<<<<
PR #18005, opened 2026-09-19
feat: add OpenRouter marketplace plugin

Navaneeth-pk:
## What

A marketplace data source for [OpenRouter](https://openrouter.ai): one credential reaching hundreds of models across providers, where the provider-specific connectors need a plugin and a key each.

The API is OpenAI-compatible, so this uses the same SDK the OpenAI connector does with the **Base URL** left editable. That costs nothing and makes the same connector serve Together, Groq, Fireworks, LiteLLM, vLLM or a self-hosted gateway, including deployments where prompts may not leave the network.

No competitor low-code platform ships an OpenRouter connector today.

## Operations

| Operation | Returns |
| --- | --- |
| Chat | `message` plus `finish_reason`, the `model` and `provider` that actually served the request, `usage`, `id` |
| Generate embedding | `embedding` for one input, `embeddings` for several |
| List models | The live catalogue with ids, context lengths and pricing, for a dropdown |

Chat returns an object rather than the bare string the OpenAI plugin returns, so a component binds `data.message` while the app can still show which model answered.

## The two fields that are the reason to route at all

- **Fallback models**: models to try when the first choice is down, rate limited, or refuses. Sent as `models` alongside `model`; the response reports which one answered.
- **Provider data policy**: set to "Only providers that do not train on prompts" it sends `provider.data_collection: deny`, refusing any provider that trains on what you send. This is the setting that makes the connector usable for customer data.

The error handler keeps `error.metadata.provider_name` and `.raw`, which is the part that says *which* provider refused and why; without it an upstream failure arrives as an unactionable "400 Bad Request".

## Verification

Tested end to end against the live API with a real key on a local Enterprise stack:

- Connection test, chat, embeddings and list models all run from the query editor.
- Fallback routing: confirmed live that OpenRouter accepts `model` and `models` together, and that an unknown id in the list 400s the whole request rather than being skipped. That finding is recorded as a comment in `buildChatPayload` because an earlier reading of it was wrong.
- Data policy `deny` verified against a prompt that a training provider would otherwise have served.
- Built an app through the AI builder against the installed data source and clicked through it: the model bound `data.message` correctly.
- CI steps run locally in a clean checkout: `npm ci --prefix marketplace`, eslint on the new files, and `npm run build` for the workspace.

## Not included

- The plugin icon and bundle still need publishing to the marketplace S3 bucket (`marketplace/scripts/upload-to-s3.sh`) before release; until then the Marketplace tab shows a broken icon while the Installed tab, which reads the DB copy, renders correctly.
- `openrouter` is not added to `AI_QUERY_SUPPORTED_KINDS`; AI-written queries for this kind are untested.
- `marketplace/package-lock.json` also gains quickbooks' `form-data` dependency, which was missing from the committed lock.

🤖 Generated with [Claude Code](https://claude.com/claude-code)


Navaneeth-pk:
Paired with ToolJet/tooljet-mcp#65, which adds this data source to the MCP datasource catalogue so the AI builder can write queries against it and bind `data.message`. That one should merge after this.

Navaneeth-pk:
**On the red "Check New Package Licenses"**: it is a defect in the check, not a licence problem, and every new marketplace plugin trips it.

The workflow's `extractAddedPackages` matches any added line of the form `"key": "<digit|~|*>..."`, so it reads the manifest's own `"version": "1.0.0"` as a package named `version` and looks it up on npm. It also looks up `@tooljet-marketplace/common`, which is an internal workspace package and is not published, so both come back `UNKNOWN` and fail.

The three real dependencies pass: `openai` Apache-2.0, `@vercel/ncc` MIT, `typescript` Apache-2.0.

The workflow (March) predates the ServiceNow plugin (July), so that PR would have failed the same way. Worth fixing separately by skipping `version` and any `@tooljet-marketplace/*` scope.

ganesh8056 (approved):

PR #18044, opened 2026-09-22
Fix: Text input inside a list view shows the previous query run's data

devanshu052000:
Closes - https://github.com/ToolJet/tj-ee/issues/5487

This pull request strengthens and clarifies how `listItem` references are detected in ListView row bindings, ensuring that rows properly track and update with ListView data changes. The main improvements are the addition of comprehensive integration tests covering all relevant reference shapes, and a refined regular expression for detecting standalone `listItem` references.

**Testing improvements:**

* Added a thorough integration test suite in `listViewListItemDependency.spec.js` that:
  - Verifies that ListView row bindings re-resolve when ListView data changes, for various reference shapes (property access, bare identifier, whitespace-padded, etc.).
  - Ensures that bindings referencing both a query and `listItem` update correctly and do not lag behind data changes.
  - Pins exactly which reference shapes are accepted or rejected as `listItem` dependencies, guarding against accidental changes to dependency tracking.

**Dependency detection logic:**

* Refined the regular expression in `checkSubstringRegex` (in `utils.js`) to more precisely match `listItem` as a standalone reference, including cases with property access, index access, optional chaining, whitespace, or end of string, while excluding false positives (e.g., inside string literals, as part of other identifiers).

These changes ensure that ListView row bindings remain in sync with their data and that future changes to dependency detection are deliberate and well-tested.


kavinvenkatachalam (dismissed):

kavinvenkatachalam (approved):

noordeen123:
Out of scope as discussed
- {{queries.runjs1.isLoading ? "" : listItem}}: one run behind
- {{ listItem}}, {{String(listItem)}}, {{JSON.stringify(listItem)}}, Row: {{listItem}}: never populated

PR #34, opened 2015-02-15
RFC: Default Container Values

jamesarosen:


active/0000-default-registrations.md
```diff
@@ -0,0 +1,107 @@
...
+looked up via `lookup` or `lookupFactory`), it couldn't be "freely" overridden.
+
+### Default Until Lookup
+
+Treat *all* entries as if they had `{ default: true }` from the previous section.
+Any entry can be freely overriden until `lookup` or `lookupFactory` is called on
+it.
+
+# Drawbacks
+
```
stefanpenner: This overlaps with the resolver based fallback system of ember-cli / module based apps. Is their a way we can utilize that flow instead of introducing something new?

jamesarosen: The `Registry` fallback system happens with a linked list of parent registries. If there were a registry *just for the addon* that Ember inserts in the chain, and if the addon could access its own registry somehow, we could do it there:

```js
export default {
  name: 'i18n',
  initialize: function(container, application) {
    const i18nRegistry = container.lookup('registry:ember-i18n');
    i18nRegistry.alias('i18n:plural-form', 'ember-i18n@util:plural-form');
  }
};
```
or possibly
```js
const PUBLIC_API = {
  'i18n:plural-form': 'ember-i18n@util:plural-form',
  'i18n:store': 'ember-i18n@store:main'
};

i18nRegistry.normalize = function(fullName) {
  return PUBLIC[fullName] || fullName;
};
```
Aesthetically, I like the idea of reusing `normalize`. As an addon author, I like the idea of a public API method on `Container` or `Registry` that handles aliasing for me.

bcardarella:
I don't agree with the nature of this RFC. It appears to promote the idea of hacking around namespaces. I think this can be very error prone.

You can get what you want *today* with addons. For example, if you have an addon asset called `ember-i18n/addon/plurals/en.js`

```js
import default Ember from 'ember';
export default Ember.Object.export({
  ...
});
```

if you expect this to be a class that the end-user is intended to override then the end-user *should* be using a class in the app namespace and not the addon namespace. So you should include an app wrapper class that is the default intended to be overridden `ember-i18n/app/plurals/en.js`

```js
import En from 'ember-i18n/plurals/en';

export default En.extend({
  ...
});
```

Now the end-user can simply provide their own version of this file in their own app: `my-app/app/plurals/en.js`

```js
import En from 'ember-i18n/plurals/en';

export default En.extend({
  ...
});
```

I have been using this pattern in several of my addons and it has worked well.

Alternatively, I am selectively falling back to the namespace as default lookup in ember-validations: https://github.com/dockyard/ember-validations/blob/master/addon/mixin.js#L43-L63 but in this case there is a more complex lookup algorithm than just app => addon.

jamesarosen:
> If you expect this to be a class that the end-user is intended to override then the end-user should be using a class in the app namespace and not the addon namespace.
>>>>
An exact copy of the listing above is needed, so write it out again.

▶ **SOLUTION TO THE EXERCISE**
PR #18005, opened 2026-09-19
feat: add OpenRouter marketplace plugin

Navaneeth-pk:
## What

A marketplace data source for [OpenRouter](https://openrouter.ai): one credential reaching hundreds of models across providers, where the provider-specific connectors need a plugin and a key each.

The API is OpenAI-compatible, so this uses the same SDK the OpenAI connector does with the **Base URL** left editable. That costs nothing and makes the same connector serve Together, Groq, Fireworks, LiteLLM, vLLM or a self-hosted gateway, including deployments where prompts may not leave the network.

No competitor low-code platform ships an OpenRouter connector today.

## Operations

| Operation | Returns |
| --- | --- |
| Chat | `message` plus `finish_reason`, the `model` and `provider` that actually served the request, `usage`, `id` |
| Generate embedding | `embedding` for one input, `embeddings` for several |
| List models | The live catalogue with ids, context lengths and pricing, for a dropdown |

Chat returns an object rather than the bare string the OpenAI plugin returns, so a component binds `data.message` while the app can still show which model answered.

## The two fields that are the reason to route at all

- **Fallback models**: models to try when the first choice is down, rate limited, or refuses. Sent as `models` alongside `model`; the response reports which one answered.
- **Provider data policy**: set to "Only providers that do not train on prompts" it sends `provider.data_collection: deny`, refusing any provider that trains on what you send. This is the setting that makes the connector usable for customer data.

The error handler keeps `error.metadata.provider_name` and `.raw`, which is the part that says *which* provider refused and why; without it an upstream failure arrives as an unactionable "400 Bad Request".

## Verification

Tested end to end against the live API with a real key on a local Enterprise stack:

- Connection test, chat, embeddings and list models all run from the query editor.
- Fallback routing: confirmed live that OpenRouter accepts `model` and `models` together, and that an unknown id in the list 400s the whole request rather than being skipped. That finding is recorded as a comment in `buildChatPayload` because an earlier reading of it was wrong.
- Data policy `deny` verified against a prompt that a training provider would otherwise have served.
- Built an app through the AI builder against the installed data source and clicked through it: the model bound `data.message` correctly.
- CI steps run locally in a clean checkout: `npm ci --prefix marketplace`, eslint on the new files, and `npm run build` for the workspace.

## Not included

- The plugin icon and bundle still need publishing to the marketplace S3 bucket (`marketplace/scripts/upload-to-s3.sh`) before release; until then the Marketplace tab shows a broken icon while the Installed tab, which reads the DB copy, renders correctly.
- `openrouter` is not added to `AI_QUERY_SUPPORTED_KINDS`; AI-written queries for this kind are untested.
- `marketplace/package-lock.json` also gains quickbooks' `form-data` dependency, which was missing from the committed lock.

🤖 Generated with [Claude Code](https://claude.com/claude-code)


Navaneeth-pk:
Paired with ToolJet/tooljet-mcp#65, which adds this data source to the MCP datasource catalogue so the AI builder can write queries against it and bind `data.message`. That one should merge after this.

Navaneeth-pk:
**On the red "Check New Package Licenses"**: it is a defect in the check, not a licence problem, and every new marketplace plugin trips it.

The workflow's `extractAddedPackages` matches any added line of the form `"key": "<digit|~|*>..."`, so it reads the manifest's own `"version": "1.0.0"` as a package named `version` and looks it up on npm. It also looks up `@tooljet-marketplace/common`, which is an internal workspace package and is not published, so both come back `UNKNOWN` and fail.

The three real dependencies pass: `openai` Apache-2.0, `@vercel/ncc` MIT, `typescript` Apache-2.0.

The workflow (March) predates the ServiceNow plugin (July), so that PR would have failed the same way. Worth fixing separately by skipping `version` and any `@tooljet-marketplace/*` scope.

ganesh8056 (approved):

PR #18044, opened 2026-09-22
Fix: Text input inside a list view shows the previous query run's data

devanshu052000:
Closes - https://github.com/ToolJet/tj-ee/issues/5487

This pull request strengthens and clarifies how `listItem` references are detected in ListView row bindings, ensuring that rows properly track and update with ListView data changes. The main improvements are the addition of comprehensive integration tests covering all relevant reference shapes, and a refined regular expression for detecting standalone `listItem` references.

**Testing improvements:**

* Added a thorough integration test suite in `listViewListItemDependency.spec.js` that:
  - Verifies that ListView row bindings re-resolve when ListView data changes, for various reference shapes (property access, bare identifier, whitespace-padded, etc.).
  - Ensures that bindings referencing both a query and `listItem` update correctly and do not lag behind data changes.
  - Pins exactly which reference shapes are accepted or rejected as `listItem` dependencies, guarding against accidental changes to dependency tracking.

**Dependency detection logic:**

* Refined the regular expression in `checkSubstringRegex` (in `utils.js`) to more precisely match `listItem` as a standalone reference, including cases with property access, index access, optional chaining, whitespace, or end of string, while excluding false positives (e.g., inside string literals, as part of other identifiers).

These changes ensure that ListView row bindings remain in sync with their data and that future changes to dependency detection are deliberate and well-tested.


kavinvenkatachalam (dismissed):

kavinvenkatachalam (approved):

noordeen123:
Out of scope as discussed
- {{queries.runjs1.isLoading ? "" : listItem}}: one run behind
- {{ listItem}}, {{String(listItem)}}, {{JSON.stringify(listItem)}}, Row: {{listItem}}: never populated

PR #34, opened 2015-02-15
RFC: Default Container Values

jamesarosen:


active/0000-default-registrations.md
```diff
@@ -0,0 +1,107 @@
...
+looked up via `lookup` or `lookupFactory`), it couldn't be "freely" overridden.
+
+### Default Until Lookup
+
+Treat *all* entries as if they had `{ default: true }` from the previous section.
+Any entry can be freely overriden until `lookup` or `lookupFactory` is called on
+it.
+
+# Drawbacks
+
```
stefanpenner: This overlaps with the resolver based fallback system of ember-cli / module based apps. Is their a way we can utilize that flow instead of introducing something new?

jamesarosen: The `Registry` fallback system happens with a linked list of parent registries. If there were a registry *just for the addon* that Ember inserts in the chain, and if the addon could access its own registry somehow, we could do it there:

```js
export default {
  name: 'i18n',
  initialize: function(container, application) {
    const i18nRegistry = container.lookup('registry:ember-i18n');
    i18nRegistry.alias('i18n:plural-form', 'ember-i18n@util:plural-form');
  }
};
```
or possibly
```js
const PUBLIC_API = {
  'i18n:plural-form': 'ember-i18n@util:plural-form',
  'i18n:store': 'ember-i18n@store:main'
};

i18nRegistry.normalize = function(fullName) {
  return PUBLIC[fullName] || fullName;
};
```
Aesthetically, I like the idea of reusing `normalize`. As an addon author, I like the idea of a public API method on `Container` or `Registry` that handles aliasing for me.

bcardarella:
I don't agree with the nature of this RFC. It appears to promote the idea of hacking around namespaces. I think this can be very error prone.

You can get what you want *today* with addons. For example, if you have an addon asset called `ember-i18n/addon/plurals/en.js`

```js
import default Ember from 'ember';
export default Ember.Object.export({
  ...
});
```

if you expect this to be a class that the end-user is intended to override then the end-user *should* be using a class in the app namespace and not the addon namespace. So you should include an app wrapper class that is the default intended to be overridden `ember-i18n/app/plurals/en.js`

```js
import En from 'ember-i18n/plurals/en';

export default En.extend({
  ...
});
```

Now the end-user can simply provide their own version of this file in their own app: `my-app/app/plurals/en.js`

```js
import En from 'ember-i18n/plurals/en';

export default En.extend({
  ...
});
```

I have been using this pattern in several of my addons and it has worked well.

Alternatively, I am selectively falling back to the namespace as default lookup in ember-validations: https://github.com/dockyard/ember-validations/blob/master/addon/mixin.js#L43-L63 but in this case there is a more complex lookup algorithm than just app => addon.

jamesarosen:
> If you expect this to be a class that the end-user is intended to override then the end-user should be using a class in the app namespace and not the addon namespace.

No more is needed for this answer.